Given information START

Issue #1202, opened 2026-08-07
iteration-trigger 'NOT cleared' summaries still say VERDICT: LGTM — await-claude-review Step 4a merges on them, defeating do-not-auto-merge


Geoffe-Ga:
## Problem

`.github/workflows/iteration-trigger.yml` posts an owner-authored summary with
four fields:

```
<!-- iteration-trigger -->
**CI**: 5/5 Green
**VERDICT**: LGTM
**Action**: NOT cleared to merge: the do-not-auto-merge hold is set on this PR ...
```

`**VERDICT**` is computed from the review comment's verdict line **before** the
clearance chain runs, and the chain only ever rewrites `**Action**`. So on every
"NOT cleared" path the comment still says `**VERDICT**: LGTM` and
`**CI**: N/N Green`.

`.claude/skills/await-claude-review/SKILL.md` Step 4a decides the merge from
exactly those two fields:

> 3. If `VERDICT == LGTM` AND `x == y` (CI fully green): return `LGTM` to the
>    caller. The follow-up `Action:` line typically reads "cleared to squash
>    merge…". The caller proceeds to merge.

It never parses `**Action**:`. And Step 3 says this summary **short-circuits**
per-event classification, so it is the preferred wake path.

**Consequence: a webhook-woken session merges a PR the workflow explicitly
refused to clear** — including one a human parked with `do-not-auto-merge`,
which is the one control a human retains over an autonomous merge loop.

## Scope

Both pre-existing branches are affected:

- `HELD != no` — the `do-not-auto-merge` hold (or unreadable labels);
- `BEHIND != 0` — a head that is not current with its base.

The provenance branch added by #1181 avoids this by also setting
`VERDICT='NOT ATTESTED'` inside its own `elif`, so `VERDICT == LGTM` is false and
Step 4a cannot fire. The same one-line treatment is what the two older branches
need — this issue exists because widening it to them was out of #1181's scope,
not because it is hard.

## Proposed direction

Either:

- set a non-`LGTM` `VERDICT` value on every "NOT cleared" branch (matching what
  #1181 did), so the summary can never assert a merge-clearing verdict the same
  comment then refuses; **or**
- make `SKILL.md` Step 4a require the `Action:` line to be the affirmative
  clearance before returning `LGTM` — and keep `iteration-trigger.yml` in sync,
  since a prose contract between two files is exactly what drifted here.

The first is preferred: it fails closed in the workflow rather than relying on
[...]

Issue #1201, opened 2026-08-07
code-review.yml has no workflow_dispatch — a re-review costs a commit, and 'gh run rerun' replays the OLD workflow


Geoffe-Ga:
## Problem

`.github/workflows/code-review.yml` triggers on
`pull_request: [opened, synchronize, ready_for_review, reopened]` and nothing
else. There is **no `workflow_dispatch`**, so a review cannot be re-requested
without pushing a commit to the branch.

`gh run rerun <id>` is not a substitute: a re-run replays the workflow file **from
that run's own commit**, so it reproduces the old behaviour rather than the
current one. That distinction is load-bearing — it is precisely why #1181's
un-wedge path for a verdict that `pr-ready.sh` refuses is
`scripts/ralph/fleet.sh sync` (which advances HEAD *and* brings the current
workflow onto the branch) and not a re-run.

## Why it matters

Every "the reviewer needs to look again" situation currently costs a commit:

- a review that failed on a rate limit or a timeout (#1160/#1198);
- a verdict `pr-ready.sh` rejects as unattributable (#1181);
- a verdict a human simply distrusts.

Pushing an empty commit to obtain a re-review also invalidates the lane's CI and
burns a full ~14-minute round, so the cheapest available remedy is markedly more
expensive than the operation actually needed.

## Proposed direction

Add `workflow_dispatch` with a required `pr_number` input, and derive
`PR_NUMBER` / the checkout ref from either `github.event.pull_request.number` or
that input. Two things to get right:

- **Permissions.** `workflow_dispatch` is `write`-gated on the repo, so this does
  not widen who can trigger a review, but the `if: github.actor != 'dependabot[bot]'`
  guard and the secret-availability reasoning in the job's header comment must be
  re-checked against the new trigger.
- **The `concurrency` group** is `claude-review-${{ github.ref }}`; on a
  `workflow_dispatch` `github.ref` is the *dispatched* ref, not the PR head, so a
  manual re-review could fail to cancel — or wrongly cancel — a `pull_request`
  run. Key the group on the resolved PR number instead.

## Acceptance criteria

- [ ] A review can be re-requested for an open PR with no commit pushed.
- [ ] The manually dispatched run reviews the correct PR (it must satisfy
      #1181's `reviewed_pr_number` cross-check) and posts a verdict carrying the
      `<!-- creek-review pr=N -->` provenance marker.
- [ ] The concurrency group cannot let a manual run and a push run clobber each
[...]

Issue #1200, opened 2026-08-07
pr-ready.sh cannot tell a failed claude-review from a real CI failure — dispatches a fix worker at a reviewer malfunction


Geoffe-Ga:
## Problem

`scripts/ralph/pr-ready.sh` derives CI state purely from the `gh pr checks` EXIT
CODE (`pr-ready.sh:462-484`), which is the right call for CI — but it cannot tell
*which* check failed. A red `claude-review` check is therefore indistinguishable
from a red `Code Quality & Testing`, and both classify `ci-failed`, which
`ralph-tick.md` routes to a `ci-debugging` fix worker.

That misroute already exists (a review job that times out or hits the rate limit
turns the check red), and #1181 makes it reachable on a new path: the `Post
review` step now aborts with `::error::` + `exit 1` when the reviewer's
`reviewed_pr_number` does not match the PR it is posting to. That is exactly the
right thing for the *gate* — no verdict is posted, so nothing can be merged on a
review of the wrong diff — but it means a reviewer malfunction is reported to the
loop as **this PR's code being broken**. A worker is then dispatched to "fix" a
tree that is fine, and it has no failing test to work from.

## Proposed direction

Distinguish the review check from the rest without giving up the exit-code
contract. `pr-ready.sh` already knows the review job's name
(`REVIEW_CHECK_NAME="claude-review"`, `pr-ready.sh:375`) and already reads
`statusCheckRollup` in `review_gate_absent` (`pr-ready.sh:539-571`), so the data
is one lazy call away on the `ci-failed` path only.

Sketch: on a non-zero `gh pr checks`, ask whether the ONLY failing check is
`claude-review`. If so, emit a distinct token (`review-failed`?) whose remedy is
"re-run the review", not "dispatch a fix worker". Any non-review failure keeps
`ci-failed` exactly as today. Fail closed: an unreadable rollup stays `ci-failed`
(dispatching a worker at a real failure is recoverable; skipping a real failure
is not).

Costs to weigh: a new token means new routing surface in `ralph-tick.md` Step 1,
`watch-pr.sh`'s `IN_FLIGHT_TOKENS`, and `test_watch_pr.sh` — #1181's architect
deliberately declined to add a token there for the same reason. Decide whether
the token is worth it or whether the diagnostic belongs only on stderr.

Related: #1201 (no `workflow_dispatch` on `code-review.yml`), which is why
"re-run the review" is currently harder than it should be.

## Acceptance criteria

[...]

Issue #1199, opened 2026-08-07
pr-ready.sh honours a verdict from ANY comment author — a forged 'Verdict: LGTM' clears Gate 4


Geoffe-Ga:
## Problem

`scripts/ralph/pr-ready.sh` selects the merge-gating verdict as *the latest
top-level comment whose body matches `VERDICT_RE`* (`pr-ready.sh:504-509`), with
**no author check at all**. Any account that can comment on a PR can therefore
post

```
## Verdict: LGTM
```

and — with CI green and the branch current — flip `pr-ready.sh` to `ready`, which
is the token the orchestrator merges on. `.github/workflows/iteration-trigger.yml`
has the same shape (`iteration-trigger.yml:78`).

Discovered while working #1181 (a verdict that reviewed a *different* PR's diff).
#1181 adds a `<!-- creek-review pr=N -->` provenance marker, but that marker is a
**static literal** and is equally copyable, so it does not close this hole — it
was never intended to. This is pre-existing and #1181 neither creates nor worsens
it.

## Why it is not a one-liner

The posting identity is deliberately unstable: `code-review.yml`'s `Post review`
step authenticates as `${{ secrets.GEOFFE_GA_PAT || secrets.GITHUB_TOKEN }}`
(`code-review.yml:134`), so the verdict author is `Geoffe-Ga` when the PAT is
present and `github-actions[bot]` when it is not — and `Geoffe-Ga` is also the
human owner, who legitimately comments. An allowlist keyed on the author alone
would either accept a human impersonating the reviewer or reject real verdicts
whenever the PAT is absent.

Candidate approaches worth evaluating:

- key on `authorAssociation` plus a signed/opaque token minted by the workflow
  run and verifiable against `gh run view` (ties the comment to a run);
- have `pr-ready.sh` correlate the verdict comment with a *successful
  `claude-review` check run* on the same HEAD, rather than trusting the comment
  in isolation;
- post the verdict as a GitHub *review* (`gh pr review`) rather than an issue
  comment, so the author is structurally attributable.

## Acceptance criteria

- [ ] A `## Verdict: LGTM` comment posted by an account that is not the reviewer
      pipeline does not make `pr-ready.sh` print `ready`.
- [ ] Real verdicts still clear the gate under BOTH auth paths
      (`GEOFFE_GA_PAT` present and absent).
- [ ] `.github/workflows/iteration-trigger.yml` enforces the same rule — it is
[...]

PR #1203, opened 2026-08-07
fix(ralph): refuse a verdict that cannot name the PR it reviewed

### LINKED ISSUE #1181: claude-review can review a DIFFERENT PR's diff, and pr-ready.sh merges on it — Gate 4 bypassed
## Problem

`claude-review` can post a verdict that reviews **a different PR's changes**, and
`pr-ready.sh` then classifies the lane `ready` on the strength of it. Gate 4 is
bypassed without anything looking wrong.

## Observed, 2026-08-07 — PR #1117

PR #1117 is `feat(api): serve the Adepthood /v1 tracer` — **38 files**, a new
authenticated HTTP surface (`creek_mcp/httpapi/`, `creek_mcp/api/{routes,openapi}.py`,
auth middleware, `creek_mcp/audit.py`).

The verdict posted on it at `2026-08-07T05:27:24Z` opens:

> ## Summary
> **PR #1179** raises the `cryptography` floor from `>=48.0.0`/`>=48.0.1` to
> `>=50.0.0` in both `creek-tools` and `crawdad` to remediate PYSEC-2026-3552…
> Only manifest/lock/test files change — no production code is touched…

and concludes:

> ## Verdict: LGTM
> This is a clean, narrowly-scoped security dependency bump … that touches only
> pyproject.toml/uv.lock/test files in both subprojects … **already merged green
> through all six CI jobs**

Every claim is true of **#1179** and false of **#1117**. #1179 is a separate PR,
already merged. `scripts/ralph/pr-ready.sh 1117` returns **`ready`** on this
verdict: it is a `## Verdict: LGTM` posted after the PR's HEAD commit, which is
all the stale-verdict guard checks.

**Had the orchestrator merged on it, a 38-file public HTTP API — auth middleware,
route table, OpenAPI generation, an audit-log cache — would have landed on a
review of a dependency floor bump.** It was caught only because a human-facing
summary of the verdict text did not match the PR's known content.

## Likely mechanism (needs confirming)

#1117's HEAD is a **sync merge commit** (`a332aec`, merging `origin/main` which
carried #1179). A review that diffs `HEAD^1..HEAD` — rather than
`merge-base(base, head)..head` — sees exactly the incoming `main` changes, i.e.
#1179's diff, and reviews those.

If that is the mechanism, this is **systematic, not a one-off**: every PR whose
most recent push is a `fleet.sh sync` merge gets reviewed as though it were the
commits it just absorbed. Larger and longer-lived PRs are the most exposed, since
they sync most often — exactly the PRs where a real review matters most. #1117
has synced five times.

## Why the existing guards do not catch it

- **Stale-verdict guard** — checks only that `createdAt` is newer than the HEAD
  commit. Timing is correct here; *content* is not checked.
- **CI green** — orthogonal; CI ran the right code.
- **`changes-requested` token** (#1097) — only distinguishes verdict *type*.

Nothing anywhere ties a verdict to the diff it actually examined.

## Proposed fix

Two layers, both cheap:

1. **Make the reviewer diff the right range.** Confirm what `code-review.yml`
   passes and ensure it is `merge-base(base, head)..head`, never `HEAD^1..HEAD`.
   This is the root cause if the mechanism above holds.
2. **Make the verdict self-identifying, and check it.** Have the reviewer state
   the PR number and a diff fingerprint (file count, or a hash of the sorted
   changed-path list) in the verdict body; have `pr-ready.sh` refuse to honour a
   verdict whose stated PR number is not this PR. Fail **closed** — an
   unparseable or absent identifier reads `awaiting-review`, never `ready`.

Layer 2 is the one that makes the failure *detectable* rather than merely less
likely, and it composes with whatever the actual root cause turns out to be.

## Acceptance criteria

- [ ] A verdict naming a different PR number is **not** honoured by
      `pr-ready.sh`; the lane reads `awaiting-review`.
- [ ] A verdict with no parseable identifier fails closed the same way.
- [ ] The reviewer's diff range is confirmed (or corrected) to be
      `merge-base..head`, with the check covering a PR whose HEAD is a sync merge.
- [ ] `scripts/ralph/test_pr_ready.sh` covers both the mismatched-PR and
      missing-identifier cases.
- [ ] Tests demonstrably fail against current HEAD.

## Immediate state

PR #1117 is **not merged** and must not be, on this verdict. It needs a genuine
review of its own 38-file diff. Its earlier verdicts (a `COMMENTS` round and an
LGTM on 2026-08-01) reviewed the real content but are stale against the current
HEAD.

Related: #1160 (sync destroys a fresh LGTM) — both are failure modes introduced
by `fleet.sh sync` interacting with the verdict lifecycle.

Geoffe-Ga:
## Summary

- **Makes every verdict self-identifying and refuses the ones that are not.** `.github/workflows/code-review.yml` now prepends `<!-- creek-review pr=N -->` (N from `github.event.pull_request.number`) to every review it posts, and `scripts/ralph/pr-ready.sh` reads that marker **from the same comment its verdict selector already picked**. A marker that is absent, malformed, or names another PR makes the verdict **no verdict at all** — it gates neither `ready` nor `changes-requested`, so the lane reads `awaiting-review`. `.github/workflows/iteration-trigger.yml`, the second merge-clearance path, enforces the same rule.
- **Removes the root cause: the reviewer no longer has to guess which PR it is on.** The prompt now states the authoritative PR number and repo, says the checkout is a detached-HEAD merge ref so a bare `gh pr view`/`gh pr diff` *will* fail, and forbids inferring the PR from `git log`, a merge parent, or a PR listing. `Bash(gh pr list:*)` — the instrument the #1117 run actually guessed with — is removed from `--allowed-tools`, and a required `reviewed_pr_number` is added to the `--json-schema`: the agent reports the integer it passed to `gh pr diff`, the workflow compares it with `$PR_NUMBER`, and **a mismatch fails the check with no comment posted**.
- **Wires the coupling test to the file it guards.** `.github/workflows/ralph-recap-tests.yml` now runs the ralph shell suites on changes to `code-review.yml` and `iteration-trigger.yml`, so the emitter and the parser cannot drift without CI going red on the PR that causes the drift.

## Root cause — confirmed from the run logs, not inferred

The issue proposed `HEAD^1..HEAD` as the mechanism, and @Geoffe-Ga refuted it himself in a follow-up comment. Both are wrong for the same reason: **there is no diff range anywhere in `code-review.yml`.**

`gh run view 31150507883 --log` (the offending run on PR #1117) and `gh run view 31154718802 --log` (a correct run on #1183) show the same first command and the same failure:

```
$ gh pr view --json number,title,url,headRefName,baseRefName
could not determine current branch: failed to run git: not on any branch
```

`actions/checkout` checks out `refs/pull/<N>/merge` in detached HEAD, and the prompt never named the PR — so each agent **guessed**, and the guess is non-deterministic:

| run | how it resolved the PR | result |
|---|---|---|
| #1183 | `git log` + `gh pr list --state open` | guessed **1183** — correct |
| #1117 | `git log` showed `Merge a332aec… into 46182a6f…`; `gh pr list --state all --json …,mergeCommit` matched that **base parent** to PR **#1179**'s `mergeCommit.oid` | reviewed **#1179** — wrong |

The #1117 run then ran `gh pr diff 1179`, `gh pr view 1179`, `gh pr checks 1179` while `Post review` posted to `PR_NUMBER: 1117`. That is the whole bug, and it explains all three of the data points in the issue thread — merge-HEAD is irrelevant; what varies is the guess.

## Design notes

**The marker is a provenance attestation, not a wrong-diff detector.** It is computed by the workflow from the same value the comment is posted to, so it can never disagree with its own PR in normal operation. Its force is negative: `pr-ready.sh` refuses any verdict that did not come from a pipeline version which **runs the `reviewed_pr_number` cross-check**. That cross-check is the detector; the marker is the proof it was in force. Both are spelled out in `pr-ready.sh`'s header so the cross-check is not "simplified away" later.

**No grandfather clause for unmarked legacy verdicts.** A time-based cutoff would be *incorrect*, not merely lenient: `pull_request` runs execute the workflow file from the PR's own merge ref, not from `main`, so a branch cut before this change keeps emitting unmarked verdicts *after* it lands — there is no T that ever expires. The measured cost of failing closed was **zero re-reviews**: of 7 open PRs, 5 are Dependabot lanes (which consult no verdict), #1117 is opted out, and #1070/#943/#863 carry no verdict comment at all. Structurally the bill was already owed anyway — this PR touches `.github/workflows/`, which is on `RISK_SURFACE_RE`, so every open lane already faced a sync → HEAD advance → stale-verdict invalidation → re-review.

**Polarity.** This is the third fail-closed polarity in `pr-ready.sh` and it sides with `main-health.sh` (doubt ⇒ hold), not `review-quota.sh` (doubt ⇒ proceed). The one leg of `review-quota.sh`'s inversion that reaches here — a false positive is correlated fleet-wide — is neutralised by the cross-file coupling test, which is why that test is load-bearing and is now actually wired into CI. The three polarities are deliberately not uniform, and the header says so.

**Not done here, deliberately:** verdict-author authentication. The marker is a public literal and no author is checked, so a forged `## Verdict: LGTM` still clears the gate exactly as it did before this PR — that is pre-existing and is filed as #1199, not silently claimed as fixed.

## The near-miss this PR nearly shipped

Gate 2.5 caught, on the third review round, that **there are two emitters of a comment matching `pr-ready.sh`'s `VERDICT_RE`**, not one. `.github/workflows/iteration-trigger.yml`'s executive summary carries `**VERDICT**: LGTM`, which satisfies `VERDICT_RE`'s `(?:#{1,6}\s+|\*\*)?` alternative — and it posts **last** on every PR, ~15 s after the review. It can never carry a `creek-review` marker.

So the provenance guard as first written would have refused it on **every lane**, self-sustainingly: `awaiting-review` is in `watch-pr.sh`'s `IN_FLIGHT_TOKENS`, and a push produces a fresh review comment followed 15 s later by a fresh unmarked summary. That is the correlated fleet-wide false positive the polarity argument claims is neutralised by the coupling test — and it was not, because the coupling test only knew about one emitter.

Measured against the real comment payload of merged PR #906, running the production selector by hand:

```
before the fix: selected 2026-07-23T07:03:05Z  <!-- iteration-trigger -->\n**CI**: ...   <- the summary
after  the fix: selected 2026-07-23T06:53:17Z  ## Summary\nPR #906 fixes false-pos...    <- the actual review
```

Same shape on #905, #904, #902 — 4 of 4. The fix excludes that summary from the selector (it is a *report of* a verdict, not a verdict), inside the same single `--jq` and the same `$v` binding, with an anchored pattern and a coupling assertion tying the constant to the workflow's own `MARKER:` value. **It also closes a pre-existing bug:** the stale-verdict guard was reading the *summary's* `createdAt`, not the review's, so a stale review followed by a fresh summary passed the freshness check. That is now pinned by a test.

The generalised lesson is written into `pr-ready.sh`'s header, because it is the reusable part: a fail-closed polarity argument of the form *"only a broken emitter can trigger this, and the coupling test catches the emitter"* is only ever as good as the **enumeration of emitters**.

## Test plan

- `bash scripts/ralph/test_pr_ready.sh` → **242 passed, 0 failed** (was 181 before this PR; 61 new provenance, wedge and coupling assertions).
- **RED demonstrated against unfixed production code** — final test file, production files stashed: 106 passed / **119 failed**, headed by the reproduction of this exact incident:
  ```
  FAIL - the #1117 incident: fresh LGTM marked for a DIFFERENT PR → awaiting-review (expected 'awaiting-review', got 'ready')
  FAIL - unmarked fresh LGTM (legacy verdict) → awaiting-review (expected 'awaiting-review', got 'ready')
  FAIL - unmarked fresh CHANGES_REQUESTED → awaiting-review, not changes-requested (got 'changes-requested')
  ```
- **Emitter/parser agreement, mutation-tested** (a check for a field nothing emits would hold every lane forever). Mutating `code-review.yml` and re-running the suite: renaming the marker → 3 failures; making the marker not its own line → 1 failure; flipping the marker's `>` to `>>` so it is no longer first → 1 failure; dropping one of the two trailing newlines (still its own line, still parseable) → correctly 0 failures. The coupling case extracts the emitter's whole `printf` format with `sed`, renders it, and feeds the rendered bytes through `pr-ready.sh`'s own parser.
- `shellcheck --severity=warning scripts/ralph/*.sh` → exit 0.
- The other six ralph suites (`test_fleet`, `test_pick_next`, `test_watch_pr`, `test_main_health`, `test_review_quota`, `test_exec_bits`) all pass; `python3 -m pytest scripts/ralph -q` → 65 passed.
- `cd creek-tools && ./scripts/check-all.sh` → **exit 0**, 12/12.
- All three edited workflows parse as valid YAML.

## Reviewer note

**This PR edits `.github/workflows/code-review.yml`, so `claude-code-action` self-skips (anti-tamper) and will post no automated verdict** — it posts the `<!-- review-self-skip -->` warning comment instead and the check stays green. That path is unchanged and is pinned by two new assertions: the self-skip body contains neither `creek-review` nor a verdict line, and the marker `printf` sits strictly after the self-skip `exit 0`. **This one needs a human LGTM.**

Gate 2.5 ran four rounds (`code-review-orchestrator`), ending `CLEAN`. Follow-ups filed: **#1199** (verdict comments are not author-authenticated — the marker attests to pipeline version, not authorship, and this PR's header says so rather than claiming otherwise), **#1200** (`pr-ready.sh` cannot tell a failed `claude-review` from a real CI failure), **#1201** (`code-review.yml` has no `workflow_dispatch`, so a re-review costs a commit), **#1202** (P1 — `iteration-trigger.yml`'s pre-existing `HELD`/`BEHIND` branches still post `**VERDICT**: LGTM`, and `await-claude-review` Step 4a merges on that field, defeating `do-not-auto-merge`).

Closes #1181

### DIFF
--- a/.github/workflows/code-review.yml
+++ b/.github/workflows/code-review.yml
@@ -61,12 +61,51 @@ jobs:
           claude_code_oauth_token: ${{ secrets.CLAUDE_CODE_OAUTH_TOKEN }}
           allowed_bots: "dependabot[bot]"
           show_full_output: true
+          # THE PR NUMBER IS STATED HERE BECAUSE THE AGENT CANNOT DERIVE IT
+          # (#1181). `actions/checkout` above checks out `refs/pull/<N>/merge` in
+          # DETACHED HEAD, so `gh pr view --json number` — the agent's natural
+          # first move — fails with "could not determine current branch: failed
+          # to run git: not on any branch". On PR #1117 it then guessed via
+          # `gh pr list`, matched the merge ref's base parent to PR #1179's
+          # `mergeCommit.oid`, reviewed that bump's diff, and this workflow
+          # posted the resulting LGTM onto #1117. There is NO diff range anywhere
+          # in this file: the defect was PR-number RESOLUTION, not range
+          # selection, and a "fix" to a range would change nothing.
+          #
+          # INTERPOLATION SAFETY: `github.event.pull_request.number` is an
+          # integer and `github.repository` is `owner/repo` over GitHub's own
+          # name charset. Neither is attacker-controlled free text the way
+          # `title` / `body` / branch names are, so splicing them into the prompt
+          # adds no injection surface.
+          #
+          # AND THE USUAL `env:` + `$VAR` HARDENING DOES NOT APPLY HERE. `prompt`
+          # is an ACTION INPUT, not a shell script: nothing expands `$VAR` on the
+          # way in, so an `env:` indirection would ship the literal characters
+          # `$PR_NUMBER` to the model and silently restore the bug this whole
+          # change exists to fix. Do not "harden" it that way.
           prompt:  |
+            You are reviewing pull request #${{ github.event.pull_request.number }}
+            of the repository ${{ github.repository }}.
+
+            THAT NUMBER IS AUTHORITATIVE. It is the PR this review will be posted
+            to, and it is the only PR you may review. Do not try to work out
+            which PR you are on: the checkout is `refs/pull/${{ github.event.pull_request.number }}/merge`
+            in detached HEAD, so a bare `gh pr view` or `gh pr diff` WILL fail
+            with "could not determine current branch: failed to run git: not on
+            any branch". That failure is expected — it is not a reason to search.
+
+            NEVER infer the pull request from `git log`, from a merge commit's
+            parent OID, or by listing pull requests. Pass the number and the
+            repository explicitly on every `gh` call:
+
+              gh pr diff ${{ github.event.pull_request.number }} -R ${{ github.repository }}
+              gh pr view ${{ github.event.pull_request.number }} -R ${{ github.repository }}
+
             Review this pull request against the repository's CLAUDE.md. Read the
-            change with `gh pr diff` and `gh pr view` (and any files you need).
+            change with those commands (and any files you need).
 
             Do NOT post a comment yourself. Return ONLY the structured result with
-            three fields:
+            four fields:
 
             - "review_markdown": the full review as GitHub markdown, using this
               template (omit the verdict here — it is a separate field below):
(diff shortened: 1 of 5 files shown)


Geoffe-Ga:
⚠️ This PR edits the review workflow — no automated verdict; manual review required.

Given information END

• _Required action_
Taking the records from the top, repeat each line exactly until you have repeated the line that contains "fully green): return".

• _Exercise result_
Issue #1202, opened 2026-08-07
iteration-trigger 'NOT cleared' summaries still say VERDICT: LGTM — await-claude-review Step 4a merges on them, defeating do-not-auto-merge


Geoffe-Ga:
## Problem

`.github/workflows/iteration-trigger.yml` posts an owner-authored summary with
four fields:

```
<!-- iteration-trigger -->
**CI**: 5/5 Green
**VERDICT**: LGTM
**Action**: NOT cleared to merge: the do-not-auto-merge hold is set on this PR ...
```

`**VERDICT**` is computed from the review comment's verdict line **before** the
clearance chain runs, and the chain only ever rewrites `**Action**`. So on every
"NOT cleared" path the comment still says `**VERDICT**: LGTM` and
`**CI**: N/N Green`.

`.claude/skills/await-claude-review/SKILL.md` Step 4a decides the merge from
exactly those two fields:

> 3. If `VERDICT == LGTM` AND `x == y` (CI fully green): return `LGTM` to the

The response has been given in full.